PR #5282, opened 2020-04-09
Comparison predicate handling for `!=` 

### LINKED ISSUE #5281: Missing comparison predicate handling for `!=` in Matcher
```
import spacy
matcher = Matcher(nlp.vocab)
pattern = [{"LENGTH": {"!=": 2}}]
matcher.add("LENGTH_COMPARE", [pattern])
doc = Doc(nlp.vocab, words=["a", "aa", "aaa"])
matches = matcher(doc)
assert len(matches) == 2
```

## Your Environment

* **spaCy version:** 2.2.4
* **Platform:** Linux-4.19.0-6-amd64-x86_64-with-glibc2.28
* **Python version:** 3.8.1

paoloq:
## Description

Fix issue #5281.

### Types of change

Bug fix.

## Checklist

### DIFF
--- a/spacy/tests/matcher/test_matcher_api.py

========

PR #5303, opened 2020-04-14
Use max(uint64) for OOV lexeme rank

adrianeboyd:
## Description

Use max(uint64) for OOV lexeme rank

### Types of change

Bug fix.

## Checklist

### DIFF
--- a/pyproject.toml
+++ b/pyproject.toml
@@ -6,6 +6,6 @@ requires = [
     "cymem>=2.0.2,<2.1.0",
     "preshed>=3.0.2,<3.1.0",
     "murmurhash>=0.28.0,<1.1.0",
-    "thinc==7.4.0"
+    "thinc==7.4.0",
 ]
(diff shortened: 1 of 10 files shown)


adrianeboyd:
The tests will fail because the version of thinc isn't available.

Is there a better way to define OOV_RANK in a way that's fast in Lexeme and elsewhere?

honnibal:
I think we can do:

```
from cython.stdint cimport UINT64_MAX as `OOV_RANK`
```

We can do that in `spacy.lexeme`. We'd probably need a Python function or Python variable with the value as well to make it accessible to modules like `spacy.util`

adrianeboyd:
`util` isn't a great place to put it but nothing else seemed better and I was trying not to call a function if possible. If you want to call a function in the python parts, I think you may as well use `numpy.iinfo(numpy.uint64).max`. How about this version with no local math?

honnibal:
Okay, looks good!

========

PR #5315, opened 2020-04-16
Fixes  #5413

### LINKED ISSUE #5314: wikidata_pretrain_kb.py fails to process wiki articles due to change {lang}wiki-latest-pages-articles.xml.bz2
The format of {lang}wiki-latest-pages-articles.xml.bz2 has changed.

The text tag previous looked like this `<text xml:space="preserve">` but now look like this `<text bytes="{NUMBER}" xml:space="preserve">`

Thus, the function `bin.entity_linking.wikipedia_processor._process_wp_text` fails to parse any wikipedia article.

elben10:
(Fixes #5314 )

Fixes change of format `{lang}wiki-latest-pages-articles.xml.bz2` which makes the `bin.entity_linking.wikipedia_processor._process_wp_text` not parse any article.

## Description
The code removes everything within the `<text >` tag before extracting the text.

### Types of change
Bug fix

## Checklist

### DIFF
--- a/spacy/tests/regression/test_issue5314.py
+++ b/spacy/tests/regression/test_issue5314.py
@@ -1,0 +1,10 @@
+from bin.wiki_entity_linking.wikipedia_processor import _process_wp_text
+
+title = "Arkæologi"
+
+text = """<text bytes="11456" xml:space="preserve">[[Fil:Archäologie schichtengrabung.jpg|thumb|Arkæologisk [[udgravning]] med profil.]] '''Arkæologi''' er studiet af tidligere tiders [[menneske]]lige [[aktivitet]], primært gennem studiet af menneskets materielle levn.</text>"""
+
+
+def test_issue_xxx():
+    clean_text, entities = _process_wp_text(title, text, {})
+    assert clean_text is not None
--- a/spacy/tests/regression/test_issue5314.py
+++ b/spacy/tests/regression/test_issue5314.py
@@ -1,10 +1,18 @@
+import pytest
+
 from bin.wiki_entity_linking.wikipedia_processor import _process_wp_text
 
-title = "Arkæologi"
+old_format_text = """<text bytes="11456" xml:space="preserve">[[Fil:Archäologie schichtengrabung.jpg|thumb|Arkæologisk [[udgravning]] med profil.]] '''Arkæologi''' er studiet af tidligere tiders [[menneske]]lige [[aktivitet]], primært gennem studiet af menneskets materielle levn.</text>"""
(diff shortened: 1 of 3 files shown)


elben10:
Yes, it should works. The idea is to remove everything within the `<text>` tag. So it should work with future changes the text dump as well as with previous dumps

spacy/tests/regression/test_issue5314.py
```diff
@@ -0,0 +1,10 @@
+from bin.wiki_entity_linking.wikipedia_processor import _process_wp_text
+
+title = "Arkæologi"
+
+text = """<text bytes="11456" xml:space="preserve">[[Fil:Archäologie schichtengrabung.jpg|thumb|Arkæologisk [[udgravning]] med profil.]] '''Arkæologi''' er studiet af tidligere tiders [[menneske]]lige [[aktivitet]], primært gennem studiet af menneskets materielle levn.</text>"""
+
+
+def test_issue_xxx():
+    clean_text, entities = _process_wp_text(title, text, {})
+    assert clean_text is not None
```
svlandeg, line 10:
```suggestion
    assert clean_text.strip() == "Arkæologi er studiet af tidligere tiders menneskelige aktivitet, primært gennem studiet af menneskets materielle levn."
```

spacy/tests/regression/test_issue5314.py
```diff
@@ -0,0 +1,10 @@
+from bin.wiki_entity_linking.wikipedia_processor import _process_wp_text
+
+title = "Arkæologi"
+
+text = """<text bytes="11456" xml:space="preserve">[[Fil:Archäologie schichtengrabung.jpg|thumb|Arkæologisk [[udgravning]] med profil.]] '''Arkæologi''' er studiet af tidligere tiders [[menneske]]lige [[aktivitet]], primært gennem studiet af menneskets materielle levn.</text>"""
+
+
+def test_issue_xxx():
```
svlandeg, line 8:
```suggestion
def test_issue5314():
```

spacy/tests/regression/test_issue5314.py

========

(What needs to be done): Scan the material above for the string "previous" and report each line where you find it.

(Output of the task):
The text tag previous looked like this `<text xml:space="preserve">` but now look like this `<text bytes="{NUMBER}" xml:space="preserve">`
Yes, it should works. The idea is to remove everything within the `<text>` tag. So it should work with future changes the text dump as well as with previous dumps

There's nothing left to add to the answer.